● DATASET
PR #101, opened 2020-10-30
Add more parameters for Exp ADBF.

huangxichen1:
This PR adds more parameters to the Exp-ADBF config, so that it can match with the Geometric-ADBF parameter settings.

### DIFF
--- a/src/evaluations/data/evaluation_configs.py
+++ b/src/evaluations/data/evaluation_configs.py
@@ -86,7 +86,7 @@ ESTIMATE_EPSILON_VALUES = (math.log(3), None)
 # We use the np.array with dtype so as to make sure that the lengths are all
 # integers.
 ADBF_LENGTH_LIST = np.array([100_000, 250_000], dtype=np.int64)
-EXP_ADBF_DECAY_RATE = 10
+EXP_ADBF_DECAY_RATE_LIST = np.array([2, 10], dtype=np.int64)
 STRATIFIED_EXP_ADBF_EPSILON_SPLIT = 0.5
 SKETCH_OPERATOR_EXPECTATION = 'expectation'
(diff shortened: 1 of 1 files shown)


huangxichen1:
@my2457 @AaronRanAn 
Now I am setting the baseline branch as `geo_bf_config_update_2` so as to show the additional change from PR #95. I do not intend to merge this PR with PR #95. Instead, I will rebase it against the master branch after you merge PR #95 to the master. So please go ahead and merge PR #95 to the master once you are ready.

src/evaluations/data/evaluation_configs.py
```diff
@@ -86,7 +86,7 @@
 # We use the np.array with dtype so as to make sure that the lengths are all
 # integers.
 ADBF_LENGTH_LIST = np.array([100_000, 250_000], dtype=np.int64)
-EXP_ADBF_DECAY_RATE = 10
+EXP_ADBF_DECAY_RATE_LIST = np.array([2, 10], dtype=np.int64)
```
kungfucraig, line 89: Do we care about decay_rate < 10?

kungfucraig (changes requested):

src/evaluations/data/evaluation_configs.py
huangxichen1: Here we consider decay rate equal to 2 or 10.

● TASK DETAILS
Lines of the material that contain the word "with" are to be gathered.

● EXERCISE SOLUTION
This PR adds more parameters to the Exp-ADBF config, so that it can match with the Geometric-ADBF parameter settings.
 # We use the np.array with dtype so as to make sure that the lengths are all
Now I am setting the baseline branch as `geo_bf_config_update_2` so as to show the additional change from PR #95. I do not intend to merge this PR with PR #95. Instead, I will rebase it against the master branch after you merge PR #95 to the master. So please go ahead and merge PR #95 to the master once you are ready.
 # We use the np.array with dtype so as to make sure that the lengths are all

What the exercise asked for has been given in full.